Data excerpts
_ _ _ _

PR #563, opened 2023-06-05
🌱 Wait for a few seconds before getting sps

waltforme:
## Summary
This PR adds some waits after creation of the edgeplacements before checking the singleplacementslices, in the scheduler doc, trying to see whether the doc test CI feature is good with it.


waltforme:
It turns out there were asynchrony problems when we let the CI run the commands in docs which are initially intended for a human to read and exercise. A human can easily tell whether it is the right moment to execute the next command but it is harder for CI to do so. There will be some balancing play between 'always ensure the correctness of the doc' and 'make the docs clean for a human' - but that is out of the scope of this PR. This PR just makes the 'run doc shell' work first.

PR #571, opened 2023-06-07
:sparkles: Update README.md testing ci

clubanderson:
## Related issue(s)

Fixes #


clubanderson:
@ezrasilvera @MikeSpreitzer @pdettori @waltforme @fileppb @dumb0002 @francostellari @KPRoche here is an example of our new PROW output.  The kind folks at kcp have allowed us to share their environment with us.

PR #591, opened 2023-06-11
:sparkles:Add a work queue for logicalclusters informer.

andreyod:
## Summary
Add a work queue for multi-cluster client logicalclusters informer.
 
## Related issue(s)

Fixes #


pkg/mcclient/controller.go
```diff
@@ -0,0 +1,179 @@
...
+
+func (c *controller) handleAdd(cluster interface{}) {
+	clusterInfo, ok := cluster.(*v1alpha1.LogicalCluster)
+	if !ok {
+		runtime.HandleError(errors.New("unexpected object type. expected LogicalCluster"))
+		return
+	}
+	// only clusters in ready state are cached
+	if clusterInfo.Status.Phase != v1alpha1.LogicalClusterPhaseReady {
+		c.handleDelete(clusterInfo.Name)
```
ezrasilvera, line 150: Why delete ?  Don't we need to just wait till Ready, e.g., ignore this and wait for additional status change

pkg/mcclient/mcclient.go
```diff
@@ -21,46 +21,47 @@ package mcclient
...
-	// CrossClusterListWatch returns cross-cluster ListWatch
-	CrossClusterListWatch(gv schema.GroupVersion, resource string, namespace string, fieldSelector fields.Selector) *listwatch.CrossClusterListerWatcher
 }
 
 type multiClusterClient struct {
-	configs    map[string]*rest.Config
-	clientsets map[string]*mcclientset.Clientset
-	lock       sync.Mutex
+	ctx              context.Context
+	configs          map[string]*rest.Config
```
ezrasilvera, line 48: Can't we get the config from the clientset in case someone needs it?

pkg/mcclient/mcclient.go
```diff
@@ -21,46 +21,47 @@ package mcclient
...
 
 func (mcc *multiClusterClient) Cluster(name string) mcclientset.Interface {
 	mcc.lock.Lock()
 	defer mcc.lock.Unlock()
 	clientset, ok := mcc.clientsets[name]
 	if !ok {
-		//TODO change to ClusterOrDie and panic? return an error?
-		panic("invalid cluster name")
+		// try to get LogicalCluster from API server
+		clientset, err := mcc.getFromServer(name)
```
ezrasilvera, line 60: Why don't we cache the config & cs when doing getFromServer ?  If we missed somehow the event you will come here every time someone use this cluster, right ?

pkg/mcclient/controller.go
andreyod: It only deletes from the cache maps. If `Status.Phase` is not ready then the cluster is not accessible and config/cs is not valid. Client code which try to use this config/cs will fail. We will get another event when the cluster is Ready and then we cache it.

pkg/mcclient/mcclient.go
andreyod: We do cache it in `getFromServer ` function if it exists and valid.

pkg/mcclient/mcclient.go
andreyod: I don't see an easy way to do this.

pkg/mcclient/controller.go
ezrasilvera: Thanks. I forgot you use the same function for Update as well. Can you please add a comment (copy from your reply :-) ) ?

pkg/mcclient/mcclient.go
ezrasilvera: right, the gitdiff confused me with  the ondelete change :(

pkg/mcclient/mcclient.go
```diff
@@ -21,46 +21,47 @@ package mcclient
...
+		if err == nil {
+			return clientset
```
ezrasilvera, line 62: nit - if you negate the condition and panik in it, you can remove the return clientset from here

pkg/mcclient/mcclient.go
```diff
@@ -21,46 +21,47 @@ package mcclient
...
-	lock       sync.Mutex
+	ctx              context.Context
+	configs          map[string]*rest.Config
+	clientsets       map[string]*mcclientset.Clientset
+	managerClientset *ksclientset.Clientset
+	lock             sync.Mutex
 }
 
 func (mcc *multiClusterClient) Cluster(name string) mcclientset.Interface {
 	mcc.lock.Lock()
```
ezrasilvera, line 55: I'm little not at ease calling getFromServer from within a lock.  Also it's too wide. 
If we change indeed there might be races between the explicit Get and the events. 
Can you please at minimal add a comment on getFromServer saying it must be called within an mcc lock ?

pkg/mcclient/controller.go
andreyod: Done.

pkg/mcclient/mcclient.go
andreyod: Changed.

pkg/mcclient/mcclient.go
andreyod: Comment added.

PR #607, opened 2023-06-14
:sparkles: API resources for logical clusters

ezrasilvera:
## Summary
This PR add the API resources needed for the logical cluster work. It is pushed as a separate PR because this is the only code that need to be merged with existing KubeStellar code (due to the code generation). 
For the reviewer: Please review only the first commit, this commit is the actual code, the second commit includes the generated code.


pkg/apis/logicalcluster/v1alpha1/cluster-provider-desc.go
```diff
@@ -0,0 +1,86 @@
...
+	// ProviderType is the type of the provider of the cluster.
+	// +kubebuilder:validation:XValidation:rule="self == oldSelf",message="cluster is immutable"
+	ProviderType ClusterProviderType `json:"ProviderType"`
+
+	// TODO: this should be stored as a secret!
+	// Config is the provider config
+	// +kubebuilder
+	Config string `json:"Config,omitempty"`
+
+	// ClusterPrefixForDiscovery contains the prefix used during cluster discovery.
```
MikeSpreitzer, line 65: How exactly does the provider use this prefix?

Is this properly part of the generic provider config?  Couldn't different providers have different ways of doing (whatever) besides prefixing?

pkg/apis/logicalcluster/v1alpha1/cluster-provider-desc.go
```diff
@@ -0,0 +1,86 @@
...
+
+// ClusterProviderDescSpec describes a cluster.
+// TODO: We are currently only listing the type and config.
+// There will be additional fields in the future.
+type ClusterProviderDescSpec struct {
+	// ProviderType is the type of the provider of the cluster.
+	// +kubebuilder:validation:XValidation:rule="self == oldSelf",message="cluster is immutable"
+	ProviderType ClusterProviderType `json:"ProviderType"`
+
+	// TODO: this should be stored as a secret!
```
MikeSpreitzer, line 60: Should the whole config be in a Secret or can some of it be in the open?

pkg/apis/logicalcluster/v1alpha1/logical-cluster.go
```diff
@@ -0,0 +1,98 @@
...
+
+import (
+	metav1 "k8s.io/apimachinery/pkg/apis/meta/v1"
+)
+
+// LogicalCluster represents a cluster.
+//
+// +crd
+// +genclient
+// +genclient:nonNamespaced
```
MikeSpreitzer, line 27: I am not sure this is the right choice.
I am not sure it is not.

pkg/apis/logicalcluster/v1alpha1/logical-cluster.go
```diff
@@ -0,0 +1,98 @@
...
+	// `status` describes the status of the cluster object.
+	// +optional
+	Status LogicalClusterStatus `json:"status"`
+}
+
+// LogicalClusterSpec describes a cluster.
+type LogicalClusterSpec struct {
+	// ClusterProviderDesc is a reference to a ClusterProviderDesc resource
+	// +kubebuilder:validation:XValidation:rule="self == oldSelf",message="ProviderName is immutable"
+	ClusterProviderDesc string `json:"ClusterProviderDesc"`
```
MikeSpreitzer, line 50: In k/k, if I understand correctly, there is a preference for a field name that holds a reference to an object to include in the field's name an indication of this: the field name would end in "Name" if the reference is just a name, something like "Reference" if the reference is more elaborate.

pkg/apis/logicalcluster/v1alpha1/logical-cluster.go
```diff
@@ -0,0 +1,98 @@
...
+
+	// ClusterName is the name of the logical cluster this workspace is stored under.
```
MikeSpreitzer, line 52: What, here, is a "workspace"?
How is the name here different from the `ObjectMeta.Name` ?

pkg/apis/logicalcluster/v1alpha1/logical-cluster.go
```diff
@@ -0,0 +1,98 @@
...
+	// +optional
+	// +kubebuilder:validation:XValidation:rule="self == oldSelf",message="clusterName is immutable"
+	ClusterName string `json:"ClusterName,omitempty"`
+
+	// Managed identifies whether a cluster is managed (true) or unmanaged (false).
+	// Currently this is immutable.
+	// A logical cluster can be created through the ClusterManager (managed) or
+	// discovered/imported (unmanaged).
```
MikeSpreitzer, line 60: When the logical cluster controller is restarted, and it learns about clusters that already exist (because it created them in a previous run), does this count as "discovery"?

pkg/apis/logicalcluster/v1alpha1/cluster-provider-desc.go
ezrasilvera: The prefix just try to limit the scope of the discovered clusters. It allows the provider a simple way to distinguish the clusters that he wants to be discovered and other clusters that might be seen through the same provider endpoint but shouldn't be discovered/imported. It's not mandatory and if empty all clusters will be discovered. In container runtime PoC they had something similar (although hard coded) in which they only discovered `fleet-xxx`  clusters

pkg/apis/logicalcluster/v1alpha1/logical-cluster.go
ezrasilvera: I think it's mainly automatic writing :-)  I don't have strong opinion here - what do you think?

pkg/apis/logicalcluster/v1alpha1/logical-cluster.go
ezrasilvera: typo. This is the logical cluster name. Will fix the comment

ezrasilvera: Fixed. https://github.com/kcp-dev/edge-mc/pull/607/commits/febc2d00536c20cf80e0c173a586f26d5bec0f18

pkg/apis/logicalcluster/v1alpha1/logical-cluster.go
ezrasilvera: Do you have any suggestion for changing the comment ?

pkg/apis/logicalcluster/v1alpha1/logical-cluster.go
MikeSpreitzer: I think that in general a resource should NOT be namespaced iff there is a specific reason why it logically applies to the whole of the cluster wherein it appears.  Otherwise, why take away the ability of users to organize the resource into namespaces?

pkg/apis/logicalcluster/v1alpha1/cluster-provider-desc.go
MikeSpreitzer: Yes, I assumed that different providers will need different info.  For example, a provider of kind clusters on the same machine needs no info at all.  Indeed some providers will likely need information that needs to be kept private.  So the simplest adequate solution would be to keep all of the needed information (if there is any at all), for a given provider, in one Secret object.  A possible further step would be to remove from that Secret object information that does not need to be kept private and instead hold it in a ConfigMap or something.

pkg/apis/logicalcluster/v1alpha1/logical-cluster.go
MikeSpreitzer: I am not sure right now.

MikeSpreitzer:
The logical cluster abstraction layer should reside in one or more go modules of its own, distinct from the go module for the multi-cluster configuration management module.  Remember that we can have multiple go modules in one github repository.

pkg/apis/logicalcluster/v1alpha1/cluster-provider-desc.go
ezrasilvera: Yes, This is stage one in which the provider behavior is controlled through definitions on the cluster-manager side, so we came up with some common behavior. For phase 2,  we plan to support plugin and configuration of external providers not through the cluster manager. The provider client is implemented by the provider and can implement whatever technique they want for selection/filtering of the discovered clusters.

pkg/apis/logicalcluster/v1alpha1/logical-cluster.go
ezrasilvera: Changed logicalcluster to be namespaced. We plan to hot logicalcluster objects in a NS corresponding to provider instance.

ezrasilvera: pushed in new commiy

pkg/apis/logicalcluster/v1alpha1/cluster-provider-desc.go
ezrasilvera: @MikeSpreitzer I opened a new issue to address logical-clusters stage 2.  The above will be part of that.

pkg/apis/logicalcluster/v1alpha1/cluster-provider-desc.go
ezrasilvera: As mentioned above, in stage 2, we will switch to REST based providers where the client connects through regular TLS based connection and the type of info needed to connect to a provider will be identical for all providers (e.g., crt, key, IP)

pkg/apis/logicalcluster/v1alpha1/logical-cluster.go
ezrasilvera: I will add a section to the design doc and issue to reflect the need for better description

ezrasilvera:
> The logical cluster abstraction layer should reside in one or more go modules of its own, distinct from the go module for the multi-cluster configuration management module. Remember that we can have multiple go modules in one github repository.

The plan is to use different repository in KubeStellar. At this point we don't want to spend time on separating to modules (as we would need to change the generation scripts as well). We will probably do it once this repo is moved to KubeSTellar

MikeSpreitzer:
I am not sure that a new repo will happen soon.  In any case, the go module separation work that would be done in the same repo is mostly the same as the go module separation work that would come with a new repo, the only difference is the regular difference in package prefixes.

pkg/apis/logicalcluster/v1alpha1/logical-cluster.go
```diff
@@ -0,0 +1,97 @@
...
+	// +kubebuilder:validation:XValidation:rule="self == oldSelf",message="ProviderName is immutable"
+	ClusterProviderDescName string `json:"ClusterProviderDescName"`
+
+	// ClusterName is the name of the logical cluster created by the provider.
+	// +optional
+	// +kubebuilder:validation:XValidation:rule="self == oldSelf",message="clusterName is immutable"
+	ClusterName string `json:"ClusterName,omitempty"`
+
+	// Managed identifies whether a cluster is managed (true) or unmanaged (false).
+	// Currently this is immutable.
```
MikeSpreitzer, line 57: Saying that something is "immutable" begs questions about finalizers.  Without finalizers, a client that wants to change something could simply delete the object and create a replacement without any update restrictions.

MikeSpreitzer (approved):
There is more work to do but we can do it in follow-up PRs.
/lgtm
/approve

Issue #522, opened 2023-06-01
feature: support the other containerized workload resources


MikeSpreitzer:
### Feature Description

As you can see in https://github.com/kcp-dev/kcp/tree/v0.11.0/config/rootcompute/kube-1.24 , currently kcp's APIExport of Kubernetes resources from the `root:compute` workspace only has four resources (kinds of objects): deployments, pods, ingresses, and services.  KubeStellar should also support use of the other containerized workload resources from Kubernetes.

### Proposed Solution

Do like kcp did for the first four, but for all the others.  I think that involved using https://github.com/kcp-dev/kcp/tree/v0.11.0/cmd/crd-puller .

### Want to contribute?

- [x] I would like to work on this issue.

MikeSpreitzer:
Considering https://github.com/kcp-dev/edge-mc/discussions/582 , we might want to segregate these resources into two groups: namespaced and not.

clubanderson:
pushing back 1 sprint.  @MikeSpreitzer is this referenced by the q4 roadmap?

clubanderson:
namespaces API is supported by KubeStellar today.  Cluster-scoped (non-namespaced) Is under investigation.

clubanderson:
pending issue https://github.com/kube-bind/kube-bind/pull/175

MikeSpreitzer:
We added the others.
And this is moot now.

PR #612, opened 2023-06-15
🐛 Make root:compute export the rest of namespaced kube API

MikeSpreitzer:
## Summary
This PR does the following.
1. Makes `kubestellar init` extend the `root:compute` workspace with additional APIExports that cover the namespaced resources not already exported by kcp-dev/kcp and additional RBAC contents to make those additional APIExports usable.
3. Makes `kubectl kubestellar ensure wmw --with-kube` install corresponding APIBinding objects.

This PR also updates example1 to exercise the new functionality, using a ReplicaSet object instead of a Deployment object in the common workload.  This PR also updates example1 to use `kubestellar init` because that now does a lot more than just create one workspace and do one `kubectl apply`.

Not exporting the cluster-scoped part yet, not sure about ability to support it in the future.

The CRDs and APIExports were produced as follows.

The resources were pulled from a `kind` cluster running Kubernetes release 1.25.2.

These were produced by the following bashery.

The following function converts a `kubectl api-resources` listing into a listing of arguments to the kcp crd-puller.

```bash
function rejigger() {
    if [[ $# -eq 4 ]]
    then gv="$2"
    else gv="$3"
    fi

    case "$gv" in
	(*/*) group=.$(echo "$gv" | cut -f1 -d/) ;;
	(*)   group=""
    esac

    echo "${1}$group"
}
```

With `kubectl` configured to manipulate a kcp workspace, the following command captures the listing of resources built into that kcp workspace.

```bash
kubectl api-resources | grep -v APIVERSION | while read line; do rejigger $line; done > /tmp/kcp-rgs.txt
```

With `kubectl` configured to manipulate a kind cluster, the following commands capture the resource listing split into namespaced and cluster-scoped.

```bash
kubectl api-resources | grep -v APIVERSION | grep -w true | while read line; do rejigger $line; done > /tmp/kind-ns-rgs.txt
kubectl api-resources | grep -v APIVERSION | grep -w false | while read line; do rejigger $line; done > /tmp/kind-cs-rgs.txt
```

With CWD=config/kube/exports/namespaced,

```bash
crd-puller --kubeconfig $KUBECONFIG $(grep -v -f /tmp/kcp-rgs.txt /tmp/kind-ns-rgs.txt)
```

With CWD=config/kube/exports/cluster-scoped,

```bash
crd-puller --kubeconfig $KUBECONFIG $(grep -v -f /tmp/kcp-rgs.txt /tmp/kind-cs-rgs.txt)
```

I manually deleted the four CRDs from https://github.com/kcp-dev/kcp/tree/v0.11.0/config/rootcompute/kube-1.24 .

Sadly, https://github.com/kubernetes/kubernetes/issues/118698 is a thing.
So I manually hacked the CRD for jobs.

Sadly, the filenames produced by the crd-puller are not loved by apigen.  The following function renames one file as needed.

```bash
function fixname() {
    rg=${1%%.yaml}
    case $rg in
	(*.*)
	    g=$(echo $rg | cut -d. -f2-)
	    r=$(echo $rg | cut -d. -f1);;
	(*)
	    g=core.k8s.io
	    r=$rg;;
    esac
    mv ${rg}.yaml ${g}_${r}.yaml
}
```

In each of those CRD directories,

```bash
for fn in *.yaml; do fixname $fn; done
```

Penultimately, with CWD=config/kube,

```bash
../../hack/tools/apigen --input-dir crds/namespaced --output-dir exports/namespaced
../../hack/tools/apigen --input-dir crds/cluster-scoped --output-dir exports/cluster-scoped
```
Finally, https://github.com/kubernetes/enhancements/pull/1111 applies
to APIExport/APIBinding as well as to CRDs.  And the CRD puller does
not know anything about this (not that it would help?).  I manually
hacked the namespaced APIResource files that needed it to have an
`api-approved.kubernetes.io` annotation.  It turns out that the
checking in the apiserver only requires that the annotation's value
parse as a URL (any URL will do).

## Related issue(s)

This addresses part of #522 --- the part for namespaced resources, but not cluster-scoped ones.

/cc @waltforme 
/cc @ezrasilvera

### DIFF
--- a/config/kube/crds/cluster-scoped/core.k8s.io_persistentvolumes.yaml
+++ b/config/kube/crds/cluster-scoped/core.k8s.io_persistentvolumes.yaml
@@ -1,0 +1,1093 @@
+apiVersion: apiextensions.k8s.io/v1
+kind: CustomResourceDefinition
+metadata:
+  creationTimestamp: null
+  name: persistentvolumes.core
+spec:
+  conversion:
+    strategy: None
+  group: ""
+  names:
+    kind: PersistentVolume
+    listKind: PersistentVolumeList
+    plural: persistentvolumes
+    shortNames:
+    - pv
+    singular: persistentvolume
+  scope: Cluster
+  versions:
+  - name: v1
+    schema:
+      openAPIV3Schema:
+        description: 'PersistentVolume (PV) is a storage resource provisioned by an
+          administrator. It is analogous to a node. More info: https://kubernetes.io/docs/concepts/storage/persistent-volumes'
+        properties:
+          apiVersion:
+            description: 'APIVersion defines the versioned schema of this representation
+              of an object. Servers should convert recognized schemas to the latest
+              internal value, and may reject unrecognized values. More info: https://git.k8s.io/community/contributors/devel/sig-architecture/api-conventions.md#resources'
+            type: string
+          kind:
+            description: 'Kind is a string value representing the REST resource this
+              object represents. Servers may infer this from the endpoint the client
+              submits requests to. Cannot be updated. In CamelCase. More info: https://git.k8s.io/community/contributors/devel/sig-architecture/api-conventions.md#types-kinds'
+            type: string
+          metadata:
+            type: object
+          spec:
+            description: 'spec defines a specification of a persistent volume owned
+              by the cluster. Provisioned by an administrator. More info: https://kubernetes.io/docs/concepts/storage/persistent-volumes#persistent-volumes'
+            properties:
+              accessModes:
+                description: 'accessModes contains all ways the volume can be mounted.
+                  More info: https://kubernetes.io/docs/concepts/storage/persistent-volumes#access-modes'
+                items:
+                  type: string
+                type: array
+              awsElasticBlockStore:
+                description: 'awsElasticBlockStore represents an AWS Disk resource
+                  that is attached to a kubelet''s host machine and then exposed to
+                  the pod. More info: https://kubernetes.io/docs/concepts/storage/volumes#awselasticblockstore'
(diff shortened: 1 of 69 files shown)


ezrasilvera:
@MikeSpreitzer Is the production of the CRDs a one time thing that is done suing the manual instructions you listed in the PR description?   Don't we need to automate this and add that script as part of the PR as well ?

MikeSpreitzer:
I initially planned to script all the stuff done to create the APIExports.  First, on the principle that source code control should capture all the inputs; the vision is that there would be a script and/or Makefile target that gets the job done and some documentation would describe when, why, and how to use that.  Second, note that this extraction was done for one particular release of Kubernetes.  We probably need to get to the point of supporting an evolving set of Kubernetes releases.

If you read the description here of what was done, you will see that it would be non-trivial to script.  I ran into some problems that I solved with manual editing.  This could be scripted, and I even think should be scripted.  But this PR does not include that.

MikeSpreitzer:
This PR has a deficiency that should be addressed in follow-up.  It is a consequence of a corner case in kcp's APIExport/APIBinding.  Before the first object in it is created, an APIExport view behaves oddly: attempts to list and watch it are rebuffed with authentication errors (the correct behavior would be an empty list or watch response), even though `kubectl api-resources` says that those resources exist.  In KubeStellar there is no special response or avoidance of this, so the log is continually spammed with logging these error responses.

clubanderson:
please rebase this PR to get the latest workflow checks

MikeSpreitzer:
The force-push to b75c1e3d adds a newline to the commit comment, trying to prod CI to run the docs executions.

_ _ _ _

[What you should do]:
When you find a line in the records that contains the word "discovery", copy it.

[Solution]:
+	// ClusterPrefixForDiscovery contains the prefix used during cluster discovery.
MikeSpreitzer, line 60: When the logical cluster controller is restarted, and it learns about clusters that already exist (because it created them in a previous run), does this count as "discovery"?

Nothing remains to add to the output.